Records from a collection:
PR #89, opened 2025-02-19
Support GitHub CI

fgyanz:
Hi team,

This is the official PR integrating the testing into Github's CI/CD. From now on it will be possible to run `klp-build` and a subset of tests with the public [kernel-sources](https://github.com/openSUSE/kernel-source) automatically on Github. The job will be triggered for every push, so be mindful of the forced pushes and the likes.

Excluded stuff:
- No codestreams data. Meaning that the `setup` and `extract` will fail. For that reason all related tests are disabled.
- `klp-ccp`. Although it's possible to install it, there's currently no use for it (above reason).
- Anything related to OSC and IBS/OBS for obvious limitations in the environment.

Important considerations:
- The public kernel-source is mostly identical to the private one. There're pseudo-equivalent branches for any SLE version, with the sole exception of SLE12-SP5 and cve5.14/5.3. None of them are really critical for testing, and we can work with the above mentioned alternatives. All the rpm-* tags for each kernels are the same.
- We now have a  local configuration and `supported.csv` file, which gives a lot of flexibility during testing. We could now start working on writing more tests for the `scan` command.
- The kernel-source will be downloaded once every year (customizable, so let's see how it behaves) and then cached. Meaning that any push can reuse it without the need of running "git-clone".

For instance:
- Job once per year -> https://github.com/fgyanz/klp-build/actions/runs/13420110403/job/37490409263 (~20min)
- Normal job ->  https://github.com/fgyanz/klp-build/actions/runs/13420110403/job/37492062154 (~2min)


klpbuild/klplib/supported.py
```diff
@@ -41,6 +43,16 @@ def get_supported_codestreams():
...
 
+def __load_supported_file():
+    """
+    Read and return the lines of the supported file.
+
+    Returns:
+        list[str]: The list of lines of the supported file, excluding the
+        header.
+    """
+    with open("tests/supported.csv") as file:
```
marcosps, line 54: Does it work? I mean, using a relative open like this. If this works, then just ignore my comment :)

marcosps (approved):
You really made this kind of a big chance into very simple approach. Congratulations! LGTM!

I believe that now things will be much smoother, since we can easily spot new pylint and breaking tests with the CI integration.

klpbuild/klplib/supported.py
fgyanz: It does! Although it doesn't show in the CI jobs I shared, I did run a `scan` with a modern CVE, and worked great :)
In the Github's CI the structure is as follow:

klp-build/ (`$HOME)`:
- build/kernel-source
- klp/data
- klp/livepatches
- tests/
- and so on...

As klp-build repository is $HOME, it's fine using relative paths. In the configuration too.

vmezzela (approved):
Thanks @fgyanz , I like it! :rocket:

fgyanz:
@marcosps @vmezzela I did some minor changes in the PR.
1. The kernel-source repo was being only cached per PR, and not to the whole klp-build repo. I added a new YML that will trigger a job every time we push something to `devel`. A new kernel-source will be downloaded every month and then cached. This cached kernel-source should be accessible to all new PRs.
2. Since now the kernel-source will be up-to-date for all PRs, makes no sense to run the `fetch` command. So I disabled it during testing.
3. Unrelated, but now Pylint will error (and so the job too) if the score goes below 9.4 (currently at 9.46) and if there's any `Fatal` log message.

klpbuild/klplib/supported.py
marcosps: ok, thanks a lot!

marcosps (approved):
LGTM! Let's merge it and start opening more PRs to see how it works :)

Thanks a lot for working on it!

_Exercise_
Whenever the word "HOME" occurs in a line above, copy that line.

_Answer for the task_
klp-build/ (`$HOME)`:
As klp-build repository is $HOME, it's fine using relative paths. In the configuration too.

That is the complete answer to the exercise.